The PFE Employees’ Provident Fund Organization (EPFO) is working on a plan to provide bank-like services to customers. According to sources, under the new arrangements, 50% of the total Provident Fund (PF) deposit amount can be withdrawn through an ATM type card.

Union Labor Secretary Sumita Dawra expressed the possibility of starting this service from next year. Union Labor Secretary Dawra on Friday said that under the new system, heirs of deceased EPFO ​​subscribers can also withdraw money from ATMs after settlement of claims through ATMs.

After leaving your job, you will be able to withdraw 75% of your PF money after a month. According to the PF withdrawal rules, if a member loses his job, he can withdraw 75% of the money from the PF account after 1 month. Thanks to this, he can support himself during unemployment. The remaining 25% deposited in PF can be withdrawn two months after leaving the job.

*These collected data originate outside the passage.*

PR #1989, opened 2020-06-27
Allow setting several paths in PYGAME_EXTRA_BASE

Gosha:
The variable is split on "`:`" and is stored in an array called `extrabases`, which implies that several paths are valid.

However, the loop just overwrites `incdirs` and `libdirs`, so only the last PATH in that variable is used.


MyreMylar:
This looks like a straight logic error to me - not much point iterating through a loop if you are just overwriting everything each cycle. @illume is likely the best person to confirm.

Tax rules relating to PF withdrawal If an employee completes 5 years of service in a company and withdraws the PF, then he is not liable to income tax. The 5-year duration can also be obtained by regrouping one or more companies. It is not necessary to complete 5 years in the same company. The total duration must be at least 5 years. If the employee withdraws more than Rs 50,000 from the PF account before the end of 5 years of service, then he will have to pay 10% TDS. Whereas if you don’t have a PAN card, you will have to pay 30% TDS. However, no TDS is deducted if the employee submits Form 15G/15H.